A saudade era inquestionável. Vontade não faltava de desejar que a mãe não tivesse morrido e que a doença que a fez ir a óbito passasse para outro – como para Elena, por exemplo -, mas Jacinta sabia que vontade não significava sucesso. Mas o pior, o que mais fazia seu coração latejar, era não ter podido estar com a mãe em seus últimos dias.
Percebendo que suas recordações levavam a um rumo que ela queria esquecer, Jacinta virou o rosto num gesto brusco para tentar mudar o pensamento e sem querer esbarrou um braço no controle do som que jazia sobre o seu assento, derrubando-o. Na colisão com o fundo do carro, o botão Power do controle foi pressionado e o som ligou diretamente na rádio local.
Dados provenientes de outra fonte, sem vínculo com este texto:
PR #236, opened 2024-02-12
Fix submodule

rlrs:
The llm-foundry submodule was not set up correctly.


rlrs:
I don't think anyone could object to this, so I'm just gonna merge it.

“E voltamos novamente com o alerta sobre a tempestade que atingirá logo mais a faixa central da Via do Riso, entre São Paulo e Belo Horizonte. Com ventos de mais de 150 km/h sendo esperados e uma chuva fora do comum, além da alta possibilidade de queda de raios e da criação de pequenos tornados nas encostas, a orientação dos meteorologistas é que as pessoas evitem ao máximo passar pelo trecho, alternando de caminho e usando a rodovia principal para ir de uma capital à outra em segurança. Serão poucos quilômetros a mais que poderão salvar vidas e impedir acidentes fatais...”
Sem qualquer interesse em saber do boletim do tempo, Jacinta pegou o controle e desligou o som. No momento seguinte, a porta da frente do passageiro se abriu. Era Elena chegando.
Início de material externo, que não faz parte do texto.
PR #241, opened 2024-02-16
Url tagger

peterbjorgensen:
This adds an URL tagger based on the categories in the UT1 banlists.


KennethEnevoldsen (approved):
Looks good. Are actually applying this filter though?

peterbjorgensen:
We will apply these filters on future datasets, but was not used for 2024v1

data-processing/src/dfm_data/dolma_taggers/url.py
```diff
@@ -0,0 +1,106 @@
...
+        'cuties',
+        'fap',
+        'fuck',
+        'gay',
+        'granny',
+        'horny',
+        'jerk',
+        'jizz',
+        'mature',
+        'moms',
```
KennethEnevoldsen, line 83: Seems problematic. Would remove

Seu pai, ao lado de fora, ajeitava a bagagem da mulher junto às suas no teto.
— Jacinta? — falou a loira surpresa ao ver a enteada, com um semblante aprazível no rosto. — Que bom que quis vir conosco!
— Na verdade, fui obrigada mesmo... — respondeu com uma cara nada agradável.
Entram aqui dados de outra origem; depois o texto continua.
PR #245, opened 2024-02-23
Add scripts for converting memo

TTTTao725:
Prerequisite: # Make sure you have git-lfs installed (https://git-lfs.com)
git lfs install
git clone https://huggingface.co/datasets/MiMe-MeMo/Corpus-v1.1

### DIFF
--- a/data-processing/scripts/infomedia/convert_infomedia_to_jsonlgz.py
+++ b/data-processing/scripts/infomedia/convert_infomedia_to_jsonlgz.py
@@ -1,0 +1,134 @@
+'''
+Converting infomedia dataset.
+
+ndjson -> json.gz:
+
+{
+    "id": "...",             # MANDATORY: source-specific identifier
+    "text": "foo",           # MANDATORY: textual content of the document
+    "source": "...",         # MANDATORY: source of the data, such as peS2o, common-crawl, etc.
+    "added": "...",          # OPTIONAL: timestamp we acquired this data (time file was created), specified as YYYY-MM-DDTHH:MM:SS.TIMEZONE e.g 2021-04-13T12:52:46.000Z
+    "created": "..."         # OPTIONAL: timestamp when orig document was created (best-guess if not available), should be specified as a range; "YYYY-MM-DDTHH:MM:SS.TIMEZONE, YYYY-MM-DDTHH:MM:SS.TIMEZONE"
+    "metadata": {            # OPTIONAL: source-specific metadata
+										"sub-source": "...", # OPTIONAL: E.g. "newspaper_ocr"
+										...
+								}        
+}
+'''
+
+import os
+import re
+import json
+import gzip
+import uuid
+import tempfile
+from datetime import datetime, timedelta
+from tqdm import tqdm
+from multiprocessing import Pool, cpu_count
+
+def format_created_range(publish_date):
+    """Create a formatted string representing a time range starting from `publish_date`."""
+    start_date = datetime.strptime(publish_date, "%Y-%m-%dT%H:%M:%SZ")
+    end_date = start_date + timedelta(days=365)
+    return f"{start_date.strftime('%Y-%m-%dT%H:%M:%SZ')}, {end_date.strftime('%Y-%m-%dT%H:%M:%SZ')}"
+
+def remove_html_tags(text):
+    """Remove HTML tags from a string."""
+    html_tag_pattern = re.compile('<.*?>')
+    clean_text = re.sub(html_tag_pattern, '', text)
+    return clean_text
+
+def process_file(filepath):
+    """Process a single file and write its processed contents to a temporary file."""
+    # Note: writing to the same file for all workers might lead to some problem.
+    articles = []
+    # Unique id
+    temp_filename = f"/work/github/utilities/temp_files/temp_{uuid.uuid4().hex}.json"
+    try:
+        if filepath.endswith('.ndjson') and os.path.getsize(filepath) > 0:
+            with open(filepath, 'r', encoding='utf-8') as file, open(temp_filename, 'w', encoding='utf-8') as temp_file:
+                for line in file:
+                    original = json.loads(line)
+                    added = datetime.now().strftime('%Y-%m-%dT%H:%M:%S.000Z')
+                    # Extract the fields
+                    heading = original.get("Heading", "")
+                    sub_heading = original.get("SubHeading", "")
+                    paragraph = original.get("Paragraph", "")
+                    body_text = original.get("BodyText", "")
+                    publish_date = original.get("PublishDate", "")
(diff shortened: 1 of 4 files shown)


data-processing/scripts/memo/convert_memo_to_jsonlgz.py
```diff
@@ -0,0 +1,94 @@
...
+    "text": "foo",           # MANDATORY: textual content of the document
+    "source": "...",         # MANDATORY: source of the data, such as peS2o, common-crawl, etc.
+    "added": "...",          # OPTIONAL: timestamp we acquired this data (time file was created), specified as YYYY-MM-DDTHH:MM:SS.TIMEZONE e.g 2021-04-13T12:52:46.000Z
+    "created": "..."         # OPTIONAL: timestamp when orig document was created (best-guess if not available), should be specified as a range; "YYYY-MM-DDTHH:MM:SS.TIMEZONE, YYYY-MM-DDTHH:MM:SS.TIMEZONE"
+    "metadata": {            # OPTIONAL: source-specific metadata
+										"sub-source": "...", # OPTIONAL: E.g. "newspaper_ocr"
+										...
+								}        
+}
+'''
```
KennethEnevoldsen, line 24:
```suggestion
'''
.txt (text) & .csv(metadata) -> json.gz:

{
    "id": "...",             # MANDATORY: source-specific identifier
    "text": "foo",           # MANDATORY: textual content of the document
    "source": "...",         # MANDATORY: source of the data, such as peS2o, common-crawl, etc.
    "added": "...",          # OPTIONAL: timestamp we acquired this data (time file was created), specified as YYYY-MM-DDTHH:MM:SS.TIMEZONE e.g 2021-04-13T12:52:46.000Z
    "created": "..."         # OPTIONAL: timestamp when orig document was created (best-guess if not available), should be specified as a range; "YYYY-MM-DDTHH:MM:SS.TIMEZONE, YYYY-MM-DDTHH:MM:SS.TIMEZONE"
    "metadata": {            # OPTIONAL: source-specific metadata
										"sub-source": "...", # OPTIONAL: E.g. "newspaper_ocr"
										...
								}        
}
'''


import pandas as pd
import json
import gzip
import os
from tqdm import tqdm
import datetime
import nltk
from nltk.tokenize import word_tokenize
```

assuming it is a docstring I would also write it out a bit. I.e. "This script converts ..."

peterbjorgensen (changes requested):
Can you set the created to a range instead of unknown if the year is unknown? I guess we know the range with an accuracy of +/- 100 years or something.

Otherwise it looks good to me.

KennethEnevoldsen (changes requested):
There are a few changes I would add otherwise looks good.

TTTTao725:
Hi guys, I changed the commit to make it more readable, please check it out :)

KennethEnevoldsen (approved):
Looks good

TTTTao725:
Hi guys, please check out the scripts for infomedia (converting and filtering)

unfiltered, filtered datasets and the list of empty files in the original dataset, all of them are here:
dfm-data/pre-training/danews2.0

e -i HEAD~2
KennethEnevoldsen, line 1: seems like this file should be deleted.

data-processing/scripts/infomedia/convert_infomedia_to_jsonlgz.py
KennethEnevoldsen, line 1: Next time I would have done this in another PR, but no it is no biggie.

data-processing/scripts/infomedia/convert_infomedia_to_jsonlgz.py
```diff
@@ -0,0 +1,134 @@
...
+    """Create a formatted string representing a time range starting from `publish_date`."""
+    start_date = datetime.strptime(publish_date, "%Y-%m-%dT%H:%M:%SZ")
+    end_date = start_date + timedelta(days=365)
+    return f"{start_date.strftime('%Y-%m-%dT%H:%M:%SZ')}, {end_date.strftime('%Y-%m-%dT%H:%M:%SZ')}"
+
+def remove_html_tags(text):
+    """Remove HTML tags from a string."""
+    html_tag_pattern = re.compile('<.*?>')
+    clean_text = re.sub(html_tag_pattern, '', text)
+    return clean_text
```
KennethEnevoldsen, line 39: @jankounchained how did you do the html filtering when you did it?

KennethEnevoldsen (approved):
Looks good. Please remove the odd additional file.

KennethEnevoldsen:
@TTTTao725 what is the number of tokens without information in infomedia?

e -i HEAD~2
TTTTao725: 👌🏼

TTTTao725:
6578205491 / 6753608085 tokens after filtering

KennethEnevoldsen:
Why the slash?

TTTTao725:
that's just the number before filtering :)

KennethEnevoldsen:
so Infomedia is ~175m tokens

TTTTao725:
Sorry for the confusion, I like to write it like a processing bar 😹

TTTTao725:
Oh I forgot to say, it does not include titles, summaries, etc, just text. So basically I just sum over the 'WordCount' instead of using a tokenizer which would be super slow

TTTTao725:
So it's actually more than 6578205491 :)

KennethEnevoldsen:
Ah so information is ~175m tokens

TTTTao725:
I can't merge it Kenneth, merging is block
image

KennethEnevoldsen:
just check the box and merge

data-processing/scripts/infomedia/convert_infomedia_to_jsonlgz.py
jankounchained: @KennethEnevoldsen @TTTTao725 sorry missed this!
the regex pattern looks good.

if you want to be extra careful, then you control for two edge cases:
- add a multiline flag in case there is a long html tag between mulitple lines
- replace html tags with a single shitespace in case that this happens: `word<br /></p><p id=\"p1\">word`
- take care of excess whitespace with another function

so something like this:
```
def remove_html_tags(text: str) -> str:
    """Remove HTML tags from a string."""
    html_tag_pattern = re.compile('<.*?>', flags=re.MULTILINE)
    clean_text = re.sub(html_tag_pattern, " ", text)
    return clean_text

def remove_whitespace(text: str) -> str:
    """remove excess whitespace from text fields"""
    pat_ws = re.compile(pattern=r"\s\s+", flags=re.MULTILINE)
    clean_text = re.sub(html_tag_pattern, " ", text)
    return clean_text
```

— Não queria vir? Ah, mas pense bem, será legal! Vamos à praia, em shoppings, visitaremos pontos turísticos... Vai poder tirar muitas fotos para amostrar para os amigos!
— Isso se eu não morrer de desgosto até voltarmos...
Vicente entrou no carro, suspirante. Tinha dado certo trabalho encaixar as últimas malas naquela bagunça de coisas amarradas por trucentas cordas. Todavia, como dito, aquelas foram as últimas.
Olhando para as moças em sua companhia, as perguntou:
— Prontas?
— Claro! — disse Elena em uníssono com Jacinta, que respondeu um “Não!” bem grave. A madrasta observou de espreita a garota e percebera o quão insatisfeita ela estava tendo que participar daquilo. — Amor, a Jacinta parece não estar muito afim de ir... Porque não a deixa ficar em casa?
— Não há ninguém para tomar conta dela, Elena.
— Pai! — interrompeu a filha, pondo-se ancorada no espaço entre os dois bancos da frente. — Eu já tenho 18 anos, sou maior de idade! Já sei me virar muito bem sozinha!
— Felizmente eu não penso assim... Você vai, e pronto!
Sabendo que quando o pai colocava algo na cabeça nada podia fazê-lo mudar de ideia, Jacinta nada pôde fazer além de debruçar-se no banco e pegar o celular para se distrair. Logo, o Vicente ligou o veículo, abriu um sorriso largo para a esposa e então eles partiram rumo às férias mais inesquecíveis de suas vidas... no mau sentido, é claro!